> **Work request**
For the entries that follow, report how many lines include the word "Aireed" and add nothing.

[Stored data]
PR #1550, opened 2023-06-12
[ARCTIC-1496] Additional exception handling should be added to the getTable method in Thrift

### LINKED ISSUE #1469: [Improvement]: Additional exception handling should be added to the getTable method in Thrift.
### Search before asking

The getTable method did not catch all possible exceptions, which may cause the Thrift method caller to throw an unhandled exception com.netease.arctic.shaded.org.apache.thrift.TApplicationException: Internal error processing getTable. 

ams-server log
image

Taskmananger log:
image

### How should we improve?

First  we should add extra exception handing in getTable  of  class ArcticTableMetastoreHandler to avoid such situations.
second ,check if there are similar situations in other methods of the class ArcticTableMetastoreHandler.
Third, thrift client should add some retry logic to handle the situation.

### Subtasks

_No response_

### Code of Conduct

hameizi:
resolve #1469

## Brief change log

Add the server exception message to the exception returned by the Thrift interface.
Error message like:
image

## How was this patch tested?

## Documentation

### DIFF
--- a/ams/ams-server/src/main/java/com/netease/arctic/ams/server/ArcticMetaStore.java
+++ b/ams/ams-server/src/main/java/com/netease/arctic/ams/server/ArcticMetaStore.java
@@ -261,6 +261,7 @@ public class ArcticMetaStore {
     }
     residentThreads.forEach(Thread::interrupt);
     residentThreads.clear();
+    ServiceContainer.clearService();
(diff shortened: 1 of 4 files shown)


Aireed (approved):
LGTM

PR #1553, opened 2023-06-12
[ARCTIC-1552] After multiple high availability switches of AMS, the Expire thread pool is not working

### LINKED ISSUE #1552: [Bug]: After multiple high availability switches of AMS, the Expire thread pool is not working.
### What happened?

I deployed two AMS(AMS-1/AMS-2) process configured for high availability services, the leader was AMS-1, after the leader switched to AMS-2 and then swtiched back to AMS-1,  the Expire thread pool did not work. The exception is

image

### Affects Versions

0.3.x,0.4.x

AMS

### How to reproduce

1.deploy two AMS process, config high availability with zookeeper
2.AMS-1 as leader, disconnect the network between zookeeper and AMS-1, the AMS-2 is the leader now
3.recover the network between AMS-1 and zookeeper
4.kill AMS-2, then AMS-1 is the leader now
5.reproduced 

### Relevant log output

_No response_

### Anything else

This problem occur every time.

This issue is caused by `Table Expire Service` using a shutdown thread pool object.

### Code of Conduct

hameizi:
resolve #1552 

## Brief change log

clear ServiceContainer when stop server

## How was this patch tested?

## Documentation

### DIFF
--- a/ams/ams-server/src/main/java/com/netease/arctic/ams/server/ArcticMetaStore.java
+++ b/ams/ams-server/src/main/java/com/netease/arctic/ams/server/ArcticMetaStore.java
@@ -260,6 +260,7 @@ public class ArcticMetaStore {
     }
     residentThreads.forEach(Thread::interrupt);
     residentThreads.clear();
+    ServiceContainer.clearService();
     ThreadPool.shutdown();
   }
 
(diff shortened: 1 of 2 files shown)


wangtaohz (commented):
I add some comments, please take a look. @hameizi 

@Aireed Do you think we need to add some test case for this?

> **Solution to the problem**
2